When host kid is member of a father group, and that father group is member of a grandfather group, then the kid will inherit variables from grandfather and father. Father could overrule a value from grandfather, and kid can overrule his father and grandfather if he wants. Modern family values.

There are also two special default groups: all and ungrouped. The former contains all groups that are not defined as a child group of another group, the latter contains all hosts that are not made member of a group.

1

But what if I have two application groups, app1 and app2, which are not parent-child related, and both define the same variable? In this case, both groups app1 and app2 live on the same level, and have the same ‘depth‘. Which one will prevail depends on the alphanumerical sorting of both names – IIRC – but I’m not even sure of the details.

2

That depth parameter is actually an internal parameter of the Group object.

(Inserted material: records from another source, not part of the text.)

PR #639, opened 2016-04-28
Panel resize for undo delete

orangejenny:
http://manage.dimagi.com/default.asp?224963

@emord

### DIFF
--- a/src/undomanager.js
+++ b/src/undomanager.js
@@ -22,29 +22,36 @@ define([
         $('.fd-undo-container').append(UNDO_ALERT);
     }
 
-    function toggleAlert(undoStack) {
+    function toggleAlert(undoStack, vellum) {
         if (undoStack.length && !alertShown()) {
             createAlert();
         } else if (undoStack.length === 0 && alertShown()) {
-            $('.fd-undo-delete').alert('close');
+            $('.fd-undo-delete').remove();
+        }
+        if (vellum) {
+            vellum.adjustToWindow();
         }
     }
 
     function UndoManager() {
-        this.undoStack = [];
+        var _this = this;
+        _this.undoStack = [];
+        _this.vellum = undefined;
     }
 
     UndoManager.prototype = {
         resetUndo: function (mug, previousMug, position) {
             if (mug) {
                 this.undoStack = [[mug, previousMug, position]];
+                this.vellum = this.vellum || mug.form.vellum;
             } else {
                 this.undoStack = [];
             }
-            toggleAlert(this.undoStack);
+            toggleAlert(this.undoStack, this.vellum);
         },
         appendMug: function (mug, previousMug, position) {
             this.undoStack = this.undoStack.concat([[mug, previousMug, position]]);
+            this.vellum = this.vellum || mug.form.vellum;
             toggleAlert(this.undoStack);
         },
         undo: function () {
--- a/src/undomanager.js
+++ b/src/undomanager.js
@@ -2,10 +2,12 @@ define([
     'jquery',
     'underscore',
     'tpl!vellum/templates/undo_alert',
+    'vellum/window',
 ], function(
     $,
     _,
-    UNDO_ALERT
+    UNDO_ALERT,
+    windowManager
 ) {
     function alertShown() {
         var alert = $('.fd-undo-delete');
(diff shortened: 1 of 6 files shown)


orangejenny:
Don't actually have windows machine handy to test, but guessing this is due to the tree panel being too tall for the browser.

src/undomanager.js
```diff
@@ -46,6 +48,7 @@ define([
         appendMug: function (mug, previousMug, position) {
             this.undoStack = this.undoStack.concat([[mug, previousMug, position]]);
             toggleAlert(this.undoStack);
+            windowManager.adjustToWindow(mug.form.vellum);
```
millerdev: Another way to call this that would avoid the need to extract it to a module-level function is `mug.form.vellum.data.windowManager.adjustToWindow()`. Rather than (ab)using that long method path, I'd add a new core method `vellum.adjustToWindow()` that calls `this.data.windowManager.adjustToWindow()`.

And since `undomanager.appendMug()` is only called in one place, what do you think of pushing this call into [`form._addToUndoManager`](https://github.com/dimagi/Vellum/blob/6db614856293b222c5d3928d12a7a0429037524e/src/form.js#L888), like so:
```js
...
this.undomanager.appendMug(mug, previousSibling, position);
this.vellum.adjustToWindow()
...
```
The refactor mentioned at the top of this comment is still necessary, but that would eliminate some indirection.

orangejenny: yes, that sounds much better, will do

orangejenny:
> And since undomanager.appendMug() is only called in one place, what do you think of pushing this call into form._addToUndoManager

I did this and then undid it after adding logic to adjust the window when the alert is removed, not just when it's added - seemed cleaner to have one `adjustToWindow` call in undomanager.js than two calls in form.js. On the other hand, I don't love passing around a `vellum` in undomanager, I'm open to feedback on how things are organized now.

src/undomanager.js
```diff
@@ -22,29 +22,36 @@ define([
...
+        if (vellum) {
+            vellum.adjustToWindow();
         }
     }
 
     function UndoManager() {
-        this.undoStack = [];
+        var _this = this;
+        _this.undoStack = [];
+        _this.vellum = undefined;
```
emord: how about passing in the form instance to this constructor in src/form.js and then you could do `this.vellum = form.vellum` ?

orangejenny: yeah, i like that
https://github.com/dimagi/Vellum/pull/639/commits/13e30e30147eccd7ff6d6bd0a7e62e977f8bae3b

src/undomanager.js
```diff
@@ -22,16 +22,21 @@ define([
         $('.fd-undo-container').append(UNDO_ALERT);
     }
 
-    function toggleAlert(undoStack) {
+    function toggleAlert(undoStack, vellum) {
```
emord: Agreed that passing `vellum` through here does seem a little strange. Could change it to passing a generic `callback` function and have that function defined in `UndoManager`. Would be nice to also have this managed on a per form basis, but I don't think it's possible to do that with UI code like this

emord:
My comment is non blocking. This looks good to merge if you are happy with it

src/undomanager.js
millerdev: Another option would be to have `UndoManager` publish events (see [how](https://github.com/dimagi/Vellum/blob/deletion-panel-resize/src/form.js#L140) the form [does it](https://github.com/dimagi/Vellum/blob/deletion-panel-resize/src/form.js#L178-L181)), which would allow decoupling of UI code from `UndoManager`. The form could then hook up the relevant event(s) to call `vellum.adjustToWindow()` after creating the undo manager. Unfortunately the form is fairly tightly coupled with the UI at this point; ideally the form would not be interacting directly with the UI either since it is more of a model class.

If you want to dive deeper and do dependency injection, you could pass a fully configured and event-hooked undo manager into the form constructor, further decoupling the form from UI code. If you go this (DI) route, you might consider doing it in a separate PR. Currently the form instance is [created in parser.js](https://github.com/dimagi/Vellum/blob/deletion-panel-resize/src/parser.js#L35), which, while part of the vellum core, seems like a less than ideal place to be connecting model events with UI callbacks.

src/window.js
```diff
@@ -38,18 +38,18 @@ define([
...
-            this.adjustToWindow();
+            _this.adjustToWindow();
         },
-        adjustToWindow: function () {
+        adjustToWindow: function() {
             if (!this.$f.is(':visible')) {
                 return;
             }
-
+
```
millerdev: do you mind removing these whitespace-only modifications?

orangejenny: removed

src/undomanager.js
millerdev: Offlined with @orangejenny. She's going to work on the events suggestion in a separate PR.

Each time a group is made member of a parent group, that group gets the depth from its parent + 1 unless if that group’s depth was already bigger than that newly calculated depth. The special ALL group has a depth of 0, app1 and app2 both have a depth of 1, and app21 got a depth of two. For a variable defined in all those groups, the value in app21 will be inherited by node2, whilst node1 will get the value from either app1 or app2, which is more or less undefined. That’s one of the reasons why I recommend to not define the same variables in multiple group “trees”, where a group tree is one big category of groups. It’s already hard to manage groups within a specific sub tree, whilst keeping precedence (and hence depth) in mind, it’s totally impractical to track that amongst groups from different sub trees.

20161103084137
Oh, if you want to generate a nice graphic of your inventory, to see how it lays out, Will Thames manages a nice project (https://github.com/willthames/ansible-inventory-grapher) that does just that. As long as graphviz manages to generate a small enough graph that fits on a sheet of paper, whilst remaining readable, you probably have a small inventory.

Unless you write your own application to manage all this, and write a dynamic inventory script to export data to Ansible, one is stuck with mostly the INI style hosts files, and the yaml group_vars and host_vars files to manage those groups and variables. If you need to manage lots of hosts, lots of applications, you probably end up with lots of categories to organise these groups, and then it’s very easy to lose any overview in how those groups are structured, and how variables inherit over those groups. It becomes hard to predict which value will prevail for a particular host, which doesn’t help to ensure consistency. If you were to change default values in the all group, whilst some hosts have an overruled value defined in child groups, but not all, you suddenly change values for a bunch of hosts. That might be your intention, but when managing hundreds of different groups, you know such a mistake might easily happen when all you have are the basic Ansible inventory files.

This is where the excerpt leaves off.